Here's our Maths Curriculum Road Map:
We believe that students deserve a creative and ambitious mathematics curriculum, rich in skills and knowledge, which ignites curiosity and prepares them well for everyday life and future employment. Our mathematics curriculum will give students the opportunity to:
• become fluent in the fundamentals of mathematics, through varied and frequent practice with increasingly complex problems over time, so that pupils develop conceptual understanding and the ability to recall and apply knowledge rapidly and accurately.
• reason mathematically by following a line of enquiry, conjecturing relationships and generalisations, and developing an argument, justification or proof using mathematical language.
• can solve problems by applying their mathematics to a variety of routine and non-routine problems with increasing sophistication, including breaking down problems into a series of simpler steps and preserving in seeking solutions.
• can communicate, justify, argue and prove using mathematical vocabulary.
Implementation - What does learning look like?
We consider progression in mathematics to be a spiral - students come to us in Year 7 already equipped with knowledge and skills in number, algebra and geometry.
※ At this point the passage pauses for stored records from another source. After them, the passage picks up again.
PR #2520, opened 2015-11-27
Add support for tag negation and filterable operators

jonmifsud:
I've taken a big part of the logic from what is currently in place for the Association Field, but I also made sure to keep the regexp: variants which where there before.

On this implimentation I'm not seeing a significant difference between `not:` and `sql-null-or-not:` for the simple reason that the `NOT EXISTS` filters out both. It might mean to get a 'not' which requires some data (as I assume that's what it's supposed to mean) we'd need to add the JOIN and ensure that the `value IS NOT NULL` - feedback appreciated. Same logic would/should apply to association field in regards to this matter.

### DIFF
--- a/symphony/lib/toolkit/fields/field.taglist.php
+++ b/symphony/lib/toolkit/fields/field.taglist.php
@@ -614,50 +614,133 @@ class FieldTagList extends Field implements ExportableField, ImportableField
         }
     }
 
+    public function fetchFilterableOperators()
+    {
+        return array(
+            array(
+                'title' => 'is',
+                'filter' => ' ',
+                'help' => __('Find values that are an exact match for the given string.')
+            ),
+            array(
+                'filter' => 'sql: NOT NULL',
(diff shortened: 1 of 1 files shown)


brendo:
In what situation does a Taglist field store a `NULL` value?

jonmifsud:
@brendo it never stores a null, it just doesn't store a value. However if you do a left join and there is no data, you get a null in the joined table. That is there are no tags for that particular entry.

nitriques:
Thanks @jonmifsud

nitriques:
@jonmifsud this looks really nice, but is there a way to hide the filter's textbox when the choice is 'not empty' ? @brendo ?

nitriques:
And `is empty or not` does not seems to be working at the moment..

nitriques:
I merged it against the wrong branch, sorry. Merged in `2.7.x` as 786d1cc

PR #2525, opened 2015-12-07
Included two further date formats

animaux:
Appended two further common german date formats for compatibility with german localisation.


nitriques:
Manually merged in 8cbec80

PR #2526, opened 2015-12-08
Open site name backend header link into a new window.

jurajkapsz:
A proposal: User should not lose focus from the backend.

Maybe 100% of the time so far I targeted the header link to a new tab / window. How about you?

If the user wants to leave the backend, (s)he should do it on purpose, so either by logging out or closing the window.

### DIFF
--- a/symphony/lib/toolkit/class.administrationpage.php
+++ b/symphony/lib/toolkit/class.administrationpage.php
@@ -451,7 +451,7 @@ class AdministrationPage extends HTMLPage
         }
 
         $h1 = new XMLElement('h1');
-        $h1->appendChild(Widget::Anchor(Symphony::Configuration()->get('sitename', 'general'), rtrim(URL, '/') . '/'));
+        $h1->appendChild(Widget::Anchor(Symphony::Configuration()->get('sitename', 'general'), rtrim(URL, '/') . '/', null, null, null, array('target' => '_blank')));
         $this->Header->appendChild($h1);
 
         $this->appendUserLinks();


michael-e:
Personally I believe that a user should decide himself if he wants to open a link in a new tab/window, which is perfectly possible as long as you __don't add a link attribute__. But yes, I know, many users don't even understand how to do this in a browser. (Sometimes I hate working on the web...)

jurajkapsz:
I completely agree with all you've written Michael, and yes, a "wheel click" is a troubling knowledge also in my geographic area (how interesting!).

But I think there is another level here - I don't think you can properly await, that a link suddenly takes you away from your scope or UI, which the header link does right now.
It's not clear that it will happen and makes behaviour of links in backend inconsistent. I understand the frontend and the backend to be two separate or standalone environments / roles.
With other words, I also think the first impression people had when they clicked for the first time on the header title was a surprise of leaving the backend. And this is not a good design of user actions.

munki-boy:
Yep, always CTRL+Click for me when I do click that link :+1:

nitriques:
I always add a link in the frontend to go back to the back end. There is also CTRL/CMD+click and right click open in a new tab.

I would prefer to not do this in the core.

@jurajkapsz You could use backend_add_script extension to always have it or code an extension that does this for you. But I am against it in the core.

nitriques:
> don't think you can properly await, that a link suddenly takes you away from your scope or UI

This is the default behavior of all links on the web, so I do not worry about it.

munki-boy:
@nitriques fair enough.

CTRL+Click then lots of CTRL+Tab back and forth is my favourite method.

nitriques:
> CTRL+Click then lots of CTRL+Tab back and forth is my favourite method.

Same here. And you should try shift+click :) And if the open in new window feature is not useful, [please consider replacing it with something else...](https://shft.cl) :) (we made that tool btw)

munki-boy:
The only time I switch from FF to Chrome is when I want to.... Shift-Click :)

nitriques:
:D haha

jurajkapsz:
Thanks for your reviews and insights guys, and the tip on the extension, which is doable.

Also I just want to respond and maybe clarify my why-core idea.

> This is the default behavior of all links on the web ...

I am not sure if it is. There are links that should change current location, and others that should open up in a new window. There is no default behavior in it. As with there are links which have a`src` attribute and links that don't. `src` is not a mandatory or a default attribute. It's just an attribute like `target`.

I don't see that the `target` attribute will leave the specs any time soon, under contrary it was reintroduced in html5. But I am for the better solution anyway.

Anyway, my point was that we might be missing out here on the concept of predictable user interfaces with this header link changing the ui: http://www.w3.org/WAI/intro/people-use-web/principles#predictable

I don't think it's user friendly as it is now in this one manner. But I will digest the idea a bit further.

Thanks.

jurajkapsz:
As for opening links into a new window, I like to wheel-click on them, it's pretty handy and faster than a keyb combination.

nitriques:
> There is no default behavior in it.

I meant, a basic anchor tag will never open in a new window.

>  don't see that the target attribute will leave the specs any time soon

Me neither! But the developer has to opt-in into that, changing the default behavior of the anchor tab.

> Anyway, my point was that we might be missing out here on the concept of predictable user interfaces 

Boy do I like to talk about UI! I could use the same document to state that predictability dictates that a link won't open a new window :) It's predictable because the user wants to leave the backend.

moretaste:
For the convenience of the user, I always have an edit link that goes back to the backend in the front-end templates.

```
<!-- LOGGED IN -->
<xsl:variable name="is-logged-in" select="/data/authors/author"/>

<!-- EDIT LINK -->
<xsl:if test="$is-logged-in">
  <span class="edit">
    <a href="{$root}/symphony/publish/{../section/@handle}/edit/{@id}" target="edit">edit</a>
  </span>
</xsl:if><!-- /EDIT LINK -->
```

nitriques:
@moretaste I have pretty much the [same](https://github.com/DeuxHuitHuit/symphony-2-template/blob/master/workspace/utilities/lib/menu-admin.xsl) [thing](https://github.com/DeuxHuitHuit/symphony-2-template/blob/master/workspace/utilities/lib/edit-buttons.xsl)

Issue #2523, opened 2015-12-03
Potential crash when rotating a log file due to initialisation order


brendo:
I suddenly had a site today go down with a PHP warning about setting the default timezone. It was quite odd because the site was working fine until a random refresh.

I discovered that as the `bundle.php` uses static Symphony methods to set the configuration, start the error handler, database and extension manager, we actually aren't invoking Symphony's constructor until later on. This means the date, language and sessions all are not started until the `symphony()` method is called.

This caused an issue because when the error handler initialised, it wanted to write a log file and give it a date but the configuration hadn't been yet set, and as my local PHP doesn't set the timezone either, the warning was raised.

There is also a potential for edge cases where an error occurs before the error handler is invoked or before the session is actually initialised.

This error was introduced in Symphony 2.5 with the index reorganisation and launcher abilities. Fortunately it's fairly easy to resolve as everything goes through `bundle.php` these days, regardless of the renderer.

Proposal:

- [] add a `Symphony::boot` method which replaces the existing `Symphony::initialise*` calls in the bundle
- [] move the date configuration settings out of the constructor into their own method
- [] remove the duplicate calls to start the error handler
- [] remove the `Frontend::_construct()` method (unused variable)

brendo:
@nitriques Let me know what version you'd like me to target for this and I can make the necessary changes.

nitriques:
@brendo This would need to wait until #2509 is merged. I was hitting similar problems with things being 'not initialised' for some time.

The `Symphony::boot` proposal is great, but would also mean the we need to target this to 2.7.0

brendo:
There is a quick fix that can be implemented for a 2.6.5, simply move the date constant settings from the constructor to the `initialiseConfiguration` method call. I can submit a PR for this if you like?

nitriques:
Yes please !

nitriques:
> Let me know what version you'd like me to target for this and I can make the necessary changes.

@brendo If you'd like to tackle this problem in the `2.7.x` branch, it would be nice!

nitriques:
@brendo Ping? Thanks mate.

brendo:
Mmm, gonna leave this alone. It'll no doubt happen as I pull things apart to get a CI build going.

nitriques:
Great!

PR #2527, opened 2015-12-09
Ensure that the date constants are set as soon as possible.

brendo:
This pull request moves the date constant code to the initialization of the configuration. This ensures that as soon as the configuration is set, the date constants will be available.

It's raises some questions about how Symphony should be booted, but for the meantime, it solves #2523 in a backwards compatible manner.

### DIFF
--- a/symphony/lib/core/class.symphony.php
+++ b/symphony/lib/core/class.symphony.php
@@ -75,12 +75,12 @@ abstract class Symphony implements Singleton
     private static $exception = null;
 
     /**
-     * The Symphony constructor initialises the class variables of Symphony.
-     * It will set the DateTime settings, define new date constants and initialise
-     * the correct Language for the currently logged in Author. If magic quotes
-     * are enabled, Symphony will sanitize the `$_SERVER`, `$_COOKIE`,
-     * `$_GET` and `$_POST` arrays. The constructor loads in
-     * the initial Configuration values from the `CONFIG` file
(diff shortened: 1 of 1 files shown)


symphony/lib/core/class.symphony.php
```diff
@@ -93,14 +93,6 @@ protected function __construct()
             General::cleanArray($_POST);
         }
 
-        // Set date format throughout the system
-        define_safe('__SYM_DATE_FORMAT__', self::Configuration()->get('date_format', 'region'));
-        define_safe('__SYM_TIME_FORMAT__', self::Configuration()->get('time_format', 'region'));
-        define_safe('__SYM_DATETIME_FORMAT__', __SYM_DATE_FORMAT__ . self::Configuration()->get('datetime_separator', 'region') . __SYM_TIME_FORMAT__);
-        DateTimeObj::setSettings(self::Configuration()->get('region'));
-
-        self::initialiseErrorHandler();
```
nitriques: Why remove this line ? is it an accident ? I do not see it added back...

brendo: The error handler is already initialised in the [bundle.php](https://github.com/symphonycms/symphony-2/blob/master/symphony/lib/boot/bundle.php#L27), therefore this is initialising it again :)

nitriques: Perfect, I just wanted to be sure :) Thanks!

During their time with us, they will return repeatedly to this set of knowledge and skills - each time developing the deeper understanding and skills to tackle more complex problems independently.
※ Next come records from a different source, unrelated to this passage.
Issue #2529, opened 2015-12-12
Installation: The default area for the default author shouldn't be "null"


twiro:
While doing a fresh install of Symphony the first (default) author is created without the option to choose a "default area" that he's forwarded to after login.

So in "sym_authors" the row "default_area" simply says "null" after installation.

In my opinion this should be replaced with "/blueprints/sections/" because apart from the installation process the option to not have a default area isn't considered in the UI.

If the default author opens his author details the field **Default Area** in the fieldset **Login Details** will tell him that "**Sections Index**" is set as default area - which is not true until he actually resaves his author settings.

If he doesn't resave his author settings after installation his default area - as soon as at least one section exists - will become the alphabetically first section, while the selectbox in his author settings will still keep showing "**Sections Index**" because it's not prepared for not having a value and therefore simply shows the first available value.

This behavior is pretty irritating and has bugged me quite a few times in recent projects.

By the way: this problem only exists for the fist/default author because in the symphony backend you can't create other authors without setting a default area.

brendo:
This change potentially means code can be removed from `Administration::__buildPage` which contains the logic for resolving the default section.

It was a best effort and wasn't meant to be annoying :)

twiro:
> _This change potentially means code can be removed from Administration::__buildPage which contains the logic for resolving the default section._

You're speaking about [these lines](https://github.com/symphonycms/symphony-2/blob/2.6.x/symphony/lib/core/class.administration.php#L155-L161), right? 

Should I update my PR by also fixing this part or would you recommend to not change the behavior at all, but rather it's misleading representation in the UI? Which would mean allowing the **Default Area**-Selectbox in the **Login Details** of the Author Section to be empty and not display **Sections Index** as selected when it's actually not.

Though that would be the more complicated solution - and I don't see much speaking against the simpler one. What do you think?

> _It was a best effort and wasn't meant to be annoying :)_

I bet it was ;) And "annoying" sounds way too harsh - I was just a little bit irritated... multiple times ;)

nitriques:
> Should I update my PR by also fixing this part 

Hum... I think we should still retain the default behaviour since ensembles may rely on it.

But yeah, redirecting to the section index would be ok too I guess.

> Which would mean allowing the Default Area-Selectbox in the Login Details of the Author Section to be empty and not display Sections Index as selected when it's actually not.

Yes why not.

twiro:
[...]

PR #2530, opened 2015-12-12
Set "Sections Index" as default area of default (first) author

twiro:
As described here: https://github.com/symphonycms/symphony-2/issues/2529

@nitriques - am I right in open this PR against the 2.6.X-Branch? Or should I use another branch?

### DIFF
--- a/symphony/lib/core/class.administration.php
+++ b/symphony/lib/core/class.administration.php
@@ -149,14 +149,14 @@ class Administration extends Symphony
                 } elseif (!is_null(Symphony::Author()->get('default_area'))) {
                     $default_area = preg_replace('/^' . preg_quote(SYMPHONY_URL, '/') . '/i', '', Symphony::Author()->get('default_area'));
                 }
-                
+
                 // Fallback: No default area found
                 if (is_null($default_area)) {
                     if (Symphony::Author()->isDeveloper()) {
                         // Redirect to the section index if author is a developer
                         redirect(SYMPHONY_URL . '/blueprints/sections/');
                     } else {
-	                    // Redirect to the author page if author is not a developer
+                        // Redirect to the author page if author is not a developer
                         redirect(SYMPHONY_URL . "/system/authors/edit/".Symphony::Author()->get('id')."/");
                     }
                 } else {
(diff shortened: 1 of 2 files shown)


nitriques:
> am I right in open this PR against the 2.6.X-Branch? 

Yes you are! Just check my comments in #2529 :)

symphony/lib/core/class.administration.php
```diff
@@ -149,20 +149,14 @@ private function __buildPage($page)
...
-                            // If there are sections created, redirect to the first one (sortorder)
-                            redirect(SYMPHONY_URL . "/publish/{$section_handle}/");
-                        } else {
-                            // If there are no sections created, default to the Section page
-                            redirect(SYMPHONY_URL . '/blueprints/sections/');
-                        }
+                        // Redirect to the section index if author is a developer
+                        redirect(SYMPHONY_URL . '/blueprints/sections/');
                     } else {
+	                    // Redirect to the author page if author is not a developer
```
nitriques: Could you fix the whitespace issue here please :)

twiro: Fixed :)

nitriques:
Great, this will be merged for 2.7.0 !

nitriques:
Before I can pull this we need this change this line: https://github.com/symphonycms/symphony-2/blob/master/install/includes/install.sql#L13

And also do the change in the upgrade script ?

twiro:
> _Before I can pull this we need this change this line: https://github.com/symphonycms/symphony-2/blob/master/install/includes/install.sql#L13_

> _And also do the change in the upgrade script ?_

Mmh... what would you change it to? We don't have a new default value for **all** types of authors and I don't see a problem keeping `null`.

Apart from setting `/blueprints/sections/`as default area for the **first developer at installation** my PR only changes the redirection after login for authors that actually do have `null` as default area - dependent on whether they are developers or not.

So having `null` in the database still is ok - which also means we wouldn't have to run any database-updates.

nitriques:
Well, ok then!

nitriques:
Sorry I had to delete the merge commit since it's in the wrong branch. It's now 17d87a5

PR #2538, opened 2016-01-01
Fix SMTP issues with comma-separated recipients

michael-e:
This fix has been proposed by @nitriques here: https://github.com/creativedutchmen/email_template_manager/issues/85


nitriques:
Thanks. I already had the exact same thing on my machine, forgot to push it..

PR #2544, opened 2016-01-22
Gateway: Curl error

nitriques:
This caught my attention: curl_error actually contained the curl_errno

I know this is a breaking fix.... so I'll leave the PR open until it's ready to merge into 2.7.0


nitriques:
Duplicated. See #2551 for  details.

PR #2382, opened 2015-03-20
Association filters

jonmifsud:
Opening PR to continue the discussion on #2322 as is the PR is missing an update to add the `filters` field to the associations table.

In conjunction with this there are PR's on the respective association field components, which make use of the filtering. [Association UI Selector](https://github.com/hananils/association_ui_selector/pull/44) and [Association UI Editor](https://github.com/hananils/association_ui_editor/pull/26)

I do think there might be a bit more work required and adjustments but would be good to have someone try it out for feedback at this stage.

PR #2565, opened 2016-02-24
Association filters: Rebased version of #2382

nitriques:
As the title says!

@jonmifsud This would need testing if you do not mind!


nitriques:
This still needs a proper update script.

PR #2568, opened 2016-03-01
Only request the needed schema in table view

nitriques:
This changes uses the array returned by $section->fetchVisibleColumns() in order to create the element names array to pass to the entry manager. This yields a nice performance update when a section contains many (hundreds) of fields but only a few of them are needed for the publish table view.

I do not see how this can't be backward compatible, but I created a PR just to document the change and ask for testers! :)

Thanks!

### DIFF
--- a/symphony/content/content.publish.php
+++ b/symphony/content/content.publish.php
@@ -472,10 +472,17 @@ class contentPublish extends AdministrationPage
          */
         Symphony::ExtensionManager()->notifyMembers('AdjustPublishFiltering', '/publish/', array('section-id' => $section_id, 'where' => &$where, 'joins' => &$joins));
 
+        // get visible columns
+        $visible_columns = $section->fetchVisibleColumns();
+        // extract the needed schema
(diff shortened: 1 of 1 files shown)


michael-e:
Honestly, I don't see any performance difference. Should I increase the number of entries per page, maybe?

nitriques:
> Should I increase the number of entries per page, maybe?

Yes. But you get a real gain when you have a field with hundreds of fields (which, I agree, can be a pain to create).

But most importantly: there's no bug?

michael-e:
No, it didn't break, which is good. :-)  

> hundreds of fields

My test section has 75 fields — no visible difference, even with 100 entries per page. Maybe my server is too fast. :-))

nitriques:
> Maybe my server is too fast. :-))

Well, maybe :P The problem was not the webserver tho, it was the DB... I saved 500ms of a request that was taking 2500ms (which is 20% decrease)

nitriques:
After testing by myself and @michael-e it's safe to merge in.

In Years 7, 8 and 9 (Key Stage 3)
Students follow a scheme of work based around the White Rose scheme that has a mastery approach to the teaching of mathematics for understanding. A spiral curriculum basing future teaching on the building blocks taught previously. Concepts that are broken down into small connected and structured steps enabling application to range of contexts with variation to develop deep and holistic understanding, procedural fluency and repetition of key facts to free up working memory. Manipulatives and multiple representations are used to build and scaffold learning.
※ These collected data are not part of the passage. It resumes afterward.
Issue #157, opened 2023-11-18
UXR study - minor updates for Dec beta release


junxini:
3 small suggestions we're hoping to tweak based on UXR interviews. The interviews are still in progress but there has been enough feedback on the following items that we feel confident moving forward with them.

In prioritized order:
- [ ] add 5 tool tips, in 7 locations. tool tip design and copy [here](https://www.figma.com/file/WEmbsjtlBUtRy7pzmuCCjj/CryoET-Data-Portal---Phase-2-Designs?node-id=2674%3A14097&mode=dev)
  - [ ] For "Tilt Series Quality" tooltip, there are some small updates (copy, column width) to the labels the tooltips attach to on Single Dataset and Single Run pages.
  - [ ] learn more links are dependent on FAQ copy -- if we do not have FAQ section written, do not include link. (will update if I learn ahead of time to not include)
  - [ ] [SDS tooltip component docs](https://sds.czi.design/009eaf17b/p/74af45-tooltips/t/84dfe9)
- [ ] add a banner to the feedback survey on all pages. feedback survey design [here](https://www.figma.com/file/WEmbsjtlBUtRy7pzmuCCjj/CryoET-Data-Portal---Phase-2-Designs?node-id=2754%3A25272&mode=dev)
  - [ ] if possible, allow users to dismiss for 2 weeks at a time. if eng bandwidth doesn't allow for this, having the button be not dismissible is fine, just limit it to the Browse all data page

In Years 10 and 11 (Key Stage 4)
Students continue to follow a teaching for mastery approach with a spiral curriculum. Each lesson builds on the previous lessons content or understanding. Each unit of work has several blocks within it covering key skills. At the end of each block there is a small test that can be used to inform planning going forward. Assessments at the end of each half term are based on actual exam papers utilising real grade boundaries with question level analysis to pin point areas of strength and weakness.
Outline the assessment procedures and how assessment is used to impact outcomes.
At KS3 we assess pupils via Key Performance Indicators (KPI’S), in which teachers use their expertise and detailed knowledge of the pupils’ work to identify how successfully they are currently mastering each key skill.
Throughout all years, appropriate arrangements are made by the class teacher to accommodate any specific special needs that a pupil may have, thus enabling them to participate fully in Mathematics. Quality Marked Formative Assessments are embedded into the curriculum to regularly check pupils' understanding of the Maths curriculum against the subject specific Key Performance Indicators. Assessments of pupil performance take place at the end of every unit of work via Quality Marked Summative Assessments, pupils then reflect on their individual performance, analysing the reasons behind any poor achievement. The teacher will then put some individual bespoke teaching in place to redress any weaknesses in learning and the learner will be asked to complete a follow up task to show that the weakness has been redressed. Teachers provide bespoke interventions based on the outcomes of the Quality Marked Summative and Formative Assessments.
Cultural Capital Opportunities linked to Personal and Character development
Pupils are exposed to a wide variety of situations through the questioning in maths to develop their awareness of the World around them and equip them with the mathematical skills they will need in order to run their lives. The department offers KS3 a variety of extra-curricular options: Mathematics Clinic, after school club.